Als Grund für die Wende führte Fannie Mae am Dienstag vor allem die Erholung auf dem US-Häusermarkt an. Die Preise für Eigenheime haben angezogen und die Hausbesitzer zahlen ihre Kreditraten wieder zuverlässiger. Diese Entwicklung war bereits den privaten Banken zugute gekommen. „Wir gehen davon aus, dass wir auch in den kommenden Jahren starke Gewinne einfahren werden“, erklärte Firmenchef Timothy Mayopoulos in Washington. Für 2012 seien keine außerordentlichen Steuereffekte gebucht worden, die sich theoretisch auf bis zu 59 Milliarden Dollar belaufen könnten.

Fannie Mae und das Schwesterunternehmen Freddie Mac spielen bei der Stabilisierung des US-Häusermarkts eine entscheidende Rolle. Sie sichern indirekt den Großteil der Hypotheken im Land ab.
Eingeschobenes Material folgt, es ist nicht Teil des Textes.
PR #1131, opened 2019-09-10
Halt on fatal validation errors

araspitzu:
This PR aims at improving the error handling when we can't validate channel announcements, the behavior is now to halt completely to avoid continuing without being able to validate the network updates.


araspitzu:
Closing because it's superseded by a more general approach in #1132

Deshalb hatte die Regierung die beiden Baufinanzierer in den Turbulenzen des Krisenjahres 2008 aufgefangen. Auch dem kleineren Schwesterinstitut Freddie Mac geht es wieder besser. Dieser kam 2012 auf einen Rekordgewinn von elf Milliarden Dollar.

Ein Teil der Gewinne fließt nun nach Washington, um die Schuld zu tilgen. Langfristig ist angedacht, die staatliche Baufinanzierung auf neue Beine zu stellen.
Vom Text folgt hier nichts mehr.